2. Very frequently deep prostration of spirit is the forerunner of some remarkable blessing. Take it as a general rule that dull skies foretell a shower of mercy. Expect sweet favour when you experience sharp affliction. Blessed be God for rough winds. They have blown home many a barque which else had sailed to destruction. Blessed be our Master for the fire: it has burnt away the dross. Blessed be our Master for the file: it has taken off the rust.

3. Great faith is in many instances subject to fits. Do not judge a man by any solitary word or act, for if you do you will surely mistake him. Trembling Manoah was so outspoken, honest, and sincere that he expressed his feelings, which a more politic person might have concealed.

4. It is a great mercy to have a Christian companion to go to for counsel and comfort whenever your soul is depressed. Manoah had married a capital wife. She was the better one of the two in sound judgment. She had three strings to her bow, good woman. One was — The Lord does not mean to kill us, because He has accepted our sacrifices. The second was — He does not mean to kill us, or else He would not have shown us all these things. And the third was — He will not kill us, or else He would not, as at this time, have told us such things as these. So the three strings to her bow were accepted sacrifices, gracious revelations, and precious promises. Let us dwell upon each of them.
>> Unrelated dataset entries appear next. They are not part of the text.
Issue #815, opened 2021-05-12
ColorPicker is used but no longer exists in code base


aaronayres35:
searching the code base for `ColorPicker` the only results are https://github.com/enthought/enable/blob/21c299e1229d74e9db701487a613934e332a7225/enable/trait_defs/ui/wx/enable_rgba_color_editor.py#L20 and https://github.com/enthought/enable/blob/21c299e1229d74e9db701487a613934e332a7225/enable/trait_defs/ui/wx/enable_rgba_color_editor.py#L139

but I dont see the class defined anywhere

rahulporuri:
I can't find any users of `enable.ColorPicker` on GitHub - https://github.com/search?q=%22from+enable+import+ColorPicker%22&type=code and https://github.com/search?q=%22enable.ColorPicker%22+extension%3Apy&type=code

I couldn't find any users of `enable_rgba_color_editor` either - https://github.com/search?p=1&q=%22enable_rgba_color_editor%22+extension%3Apy&type=Code - so i think we can nuke that module.

From the looks of it, this actually got moved into traitsui as the color editor module.

PR #816, opened 2021-05-12
Remove AbstractWindow.bg_color trait

### LINKED ISSUE #812: Remove deprecated "AbstractWindow.bg_color" trait
https://github.com/enthought/enable/blob/5d130a1462c6082b1485d0a76fd45ce1d8abd7bb/enable/abstract_window.py#L71-L74

This backwards compatibility seems to have been added in the commit - https://github.com/enthought/enable/commit/1f5e90f241ea61b1cedf2026a022cca509df9301 - which has existed in chaco since version 3.3.0 of chaco.

aaronayres35:
closes #812

This PR simply removes the old deprecated trait.  Note searching the codebase for `bg_color` is what motivated issue #815. Perhaps `enable/trait_defs/ui/wx/enable_rgba_color_editor.py` should just be deleted?  given 815 I imagine it is completely broken

### DIFF
--- a/enable/abstract_window.py
+++ b/enable/abstract_window.py
@@ -68,11 +68,6 @@ class AbstractWindow(HasTraits):
     # painted with this color before the component gets to draw.
     bgcolor = ColorTrait("sys_window")
 
-    # Unfortunately, for a while, there was a naming inconsistency and the
-    # background color trait named "bg_color".  This is still provided for
-    # backwards compatibility but should not be used in new code.
-    bg_color = Alias("bgcolor")
-
     alt_pressed = Bool(False)
     ctrl_pressed = Bool(False)
     shift_pressed = Bool(False)


rahulporuri (approved):
LGTM. I think we can remove this outright without worrying about breaking any code. Can you also search chaco for uses of `bg_color`, just to be safe?

Also, I think we can remove the `enable_rgba_color_editor.py` module but let's do that in a separate PR

aaronayres35:
> Also, I think we can remove the `enable_rgba_color_editor.py` module but let's do that in a separate PR

👍 I've opened #817

aaronayres35:
> LGTM. I think we can remove this outright without worrying about breaking any code. Can you also search chaco for uses of `bg_color`, just to be safe?

After searching chaco for `bg_color` there are a few uses, but the majority of which `bg_color` is used as a temp variable that is passed to `bgcolor`.  eg `bgcolor=bg_color`.
There are 2 problem uses tho:
https://github.com/enthought/chaco/blob/54a1b929d3e3932bc79e17de5995658bd30e1b37/examples/demo/basic/contour_cmap_plot.py#L65

https://github.com/enthought/chaco/blob/54a1b929d3e3932bc79e17de5995658bd30e1b37/examples/demo/basic/contour_plot.py#L60
All uses occur in example code, not in library code.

I. ACCEPTED SACRIFICES. This being interpreted into the gospel is just this — Have we not seen the Lord Jesus Christ fastened to the Cross? Because the fire of Jehovah's wrath has spent itself on Him we shall not die. He has died instead of us. But, if you notice, in the case of Manoah, they had offered a burnt-sacrifice and a meat-offering too. Well, now, in addition to the great sacrifice of Christ, which is our trust, we have offered other sacrifices to God, and in consequence of His acceptance of such sacrifices we cannot imagine that He intends to destroy us. First, let me conduct your thoughts back to the offering of prayer which you have presented. I will speak for myself. I am as sure that my requests have been heard as ever Manoah could have been sure that his sacrifice was consumed upon the rock. May I not infer from this that the Lord does not mean to destroy me? Again, you brought to Him, years ago, not only your prayers but yourself. You gave yourself over to Christ, "Lord, I am not my own, but I am bought with a price." You have at this very moment a lively recollection of the sweet sense of acceptance you had at that time. Now, would the Lord have accepted the offering of yourself to Him if He meant to destroy you? That cannot be. Some of us can recollect how, growing out of this last sacrifice, there have been others. The Lord has accepted our offerings at other times, too, for our works, faith, and labours of love have been owned of His Spirit. "Therefore He does not mean to kill us." "Who said He did?" says somebody. Well, the devil has said that numbers of times. He is a liar from the beginning, and he does not improve a bit. Reply to him, if he is worth replying to at all, in the language of our text.

II. GRACIOUS REVELATIONS.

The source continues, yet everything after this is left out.